| PROBLEM STATEMENT |
Set down all the data again. Change nothing.

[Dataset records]
=== Section Start ===

PR #4751, opened 2023-07-18
Unify `swizzleMethod`

piaskowyk:
## Summary

This PR combines the swizzling methods in the codebase. Before, we had two `swizzleMethod` functions that had the exact same implementation.

## Test plan

Open example with SET


tomekzaw (approved):
👏

PR #4764, opened 2023-07-19
Fix typos in withSpring internal code

kacperkapusciak:
## Summary

Fixed a couple of typos in withSpring internal code

## Test plan

It's not part of the public API so it should be cool, right?


piaskowyk (approved):
🙌

PR #4767, opened 2023-07-19
[SET] Add border & progress transition example

kacperkapusciak:
## Summary

This PR adds an code example that's using the new features available in Shared Element Transitions since React Native Reanimated 3.4.0

1. Animating border radius
2. Progress transition on iOS

### iOS

https://github.com/software-mansion/react-native-reanimated/assets/39658211/c5308669-4609-4796-82aa-2951adbeb5d2

### Android

https://github.com/software-mansion/react-native-reanimated/assets/39658211/3d3532cb-1705-4a6e-8a61-33d5308e9f75


app/src/examples/index.ts
```diff
@@ -312,6 +313,11 @@ export const EXAMPLES: Record<string, Example> = {
     title: 'Volume slider & sensor',
     screen: VolumeExample,
   },
+  TransitionProgressExample: {
+    icon: '☕',
+    title: 'Progress transition example',
+    screen: ProgressTransitionExample,
```
tomekzaw, line 319: `TransitionProgress` or `ProgressTransition`?

app/src/examples/SharedElementTransitions/ProgressTransition.tsx
```diff
@@ -0,0 +1,322 @@
...
+  createNativeStackNavigator,
+  NativeStackScreenProps,
+} from '@react-navigation/native-stack';
+import Animated, {
+  FadeInDown,
+  FadeInLeft,
+  FadeInUp,
+} from 'react-native-reanimated';
+
+import { useNavigation } from '@react-navigation/native';
```
tomekzaw: never used

app/src/examples/SharedElementTransitions/ProgressTransition.tsx
```diff
@@ -0,0 +1,322 @@
...
+// Image by <a href="https://www.freepik.com/free-photo/coffee-cup-wooden-boards-arrangement_29301195.htm#&position=27&from_view=collections">Freepik</a>
+
+const windowWidth = Dimensions.get('window').width;
+
+type StackParamList = {
+  Home: undefined;
+  Details: { tag: string };
+};
+
+const data = [
```
tomekzaw, line 44:
```suggestion
const DATA = [
```

app/src/examples/SharedElementTransitions/ProgressTransition.tsx
```diff
@@ -0,0 +1,322 @@
...
+  },
+];
+
+const Stack = createNativeStackNavigator<StackParamList>();
+
+function HomeScreen({
+  navigation,
+}: NativeStackScreenProps<StackParamList, 'Home'>) {
+  return (
+    <Animated.View style={[homeStyles.background, { paddingTop: 64 }]}>
```
tomekzaw, line 74: plz don't use inline styles

app/src/examples/index.ts
kacperkapusciak: There's no consistency on that matter in the codebase

image
image

@piaskowyk to which naming should we stick to?

app/src/examples/SharedElementTransitions/ProgressTransition.tsx
kacperkapusciak: Fixed in 03154e2

app/src/examples/SharedElementTransitions/ProgressTransition.tsx
kacperkapusciak: Fixed in 03154e2

app/src/examples/index.ts
piaskowyk: `TransitionProgressEvent` - this is originally event name comes from `rn-screens`

`ProgressTransition` - this is shared element transition bases on progres value that comes from screen's `TransitionProgressEvent`

In summary we should stick with `ProgressTransition` I think.

kacperkapusciak: Alright, I'll try to keep the "progress transition" name consistent when creating docs for this in the future as well

Fixed in 9b42b9e

piaskowyk (approved):
👏
Well done!

PR #4768, opened 2023-07-19
Move `JSRuntimeHelper` to a separate file

tomekzaw:
## Summary

This PR moves `JSRuntimeHelper` class (along with `CoreFunction` class) to a separate file in order to decouple it from `Shareables.h`. Eventually, we will unify `JSRuntimeHelper` and `RuntimeManager` into a single class so this file will be deleted in the future.


tjzel (approved):
:clap:

piaskowyk (approved):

=== Section End ===

| ANSWER FOR THE TASK |
PR #4751, opened 2023-07-18
Unify `swizzleMethod`

piaskowyk:
## Summary

This PR combines the swizzling methods in the codebase. Before, we had two `swizzleMethod` functions that had the exact same implementation.

## Test plan

Open example with SET


tomekzaw (approved):
👏

PR #4764, opened 2023-07-19
Fix typos in withSpring internal code

kacperkapusciak:
## Summary

Fixed a couple of typos in withSpring internal code

## Test plan

It's not part of the public API so it should be cool, right?


piaskowyk (approved):
🙌

PR #4767, opened 2023-07-19
[SET] Add border & progress transition example

kacperkapusciak:
## Summary

This PR adds an code example that's using the new features available in Shared Element Transitions since React Native Reanimated 3.4.0

1. Animating border radius
2. Progress transition on iOS

### iOS

https://github.com/software-mansion/react-native-reanimated/assets/39658211/c5308669-4609-4796-82aa-2951adbeb5d2

### Android

https://github.com/software-mansion/react-native-reanimated/assets/39658211/3d3532cb-1705-4a6e-8a61-33d5308e9f75


app/src/examples/index.ts
```diff
@@ -312,6 +313,11 @@ export const EXAMPLES: Record<string, Example> = {
     title: 'Volume slider & sensor',
     screen: VolumeExample,
   },
+  TransitionProgressExample: {
+    icon: '☕',
+    title: 'Progress transition example',
+    screen: ProgressTransitionExample,
```
tomekzaw, line 319: `TransitionProgress` or `ProgressTransition`?

app/src/examples/SharedElementTransitions/ProgressTransition.tsx
```diff
@@ -0,0 +1,322 @@
...
+  createNativeStackNavigator,
+  NativeStackScreenProps,
+} from '@react-navigation/native-stack';
+import Animated, {
+  FadeInDown,
+  FadeInLeft,
+  FadeInUp,
+} from 'react-native-reanimated';
+
+import { useNavigation } from '@react-navigation/native';
```
tomekzaw: never used

app/src/examples/SharedElementTransitions/ProgressTransition.tsx
```diff
@@ -0,0 +1,322 @@
...
+// Image by <a href="https://www.freepik.com/free-photo/coffee-cup-wooden-boards-arrangement_29301195.htm#&position=27&from_view=collections">Freepik</a>
+
+const windowWidth = Dimensions.get('window').width;
+
+type StackParamList = {
+  Home: undefined;
+  Details: { tag: string };
+};
+
+const data = [
```
tomekzaw, line 44:
```suggestion
const DATA = [
```

app/src/examples/SharedElementTransitions/ProgressTransition.tsx
```diff
@@ -0,0 +1,322 @@
...
+  },
+];
+
+const Stack = createNativeStackNavigator<StackParamList>();
+
+function HomeScreen({
+  navigation,
+}: NativeStackScreenProps<StackParamList, 'Home'>) {
+  return (
+    <Animated.View style={[homeStyles.background, { paddingTop: 64 }]}>
```
tomekzaw, line 74: plz don't use inline styles

app/src/examples/index.ts
kacperkapusciak: There's no consistency on that matter in the codebase

image
image

@piaskowyk to which naming should we stick to?

app/src/examples/SharedElementTransitions/ProgressTransition.tsx
kacperkapusciak: Fixed in 03154e2

app/src/examples/SharedElementTransitions/ProgressTransition.tsx
kacperkapusciak: Fixed in 03154e2

app/src/examples/index.ts
piaskowyk: `TransitionProgressEvent` - this is originally event name comes from `rn-screens`

`ProgressTransition` - this is shared element transition bases on progres value that comes from screen's `TransitionProgressEvent`

In summary we should stick with `ProgressTransition` I think.

kacperkapusciak: Alright, I'll try to keep the "progress transition" name consistent when creating docs for this in the future as well

Fixed in 9b42b9e

piaskowyk (approved):
👏
Well done!

PR #4768, opened 2023-07-19
Move `JSRuntimeHelper` to a separate file

tomekzaw:
## Summary

This PR moves `JSRuntimeHelper` class (along with `CoreFunction` class) to a separate file in order to decouple it from `Shareables.h`. Eventually, we will unify `JSRuntimeHelper` and `RuntimeManager` into a single class so this file will be deleted in the future.


tjzel (approved):
:clap:

piaskowyk (approved):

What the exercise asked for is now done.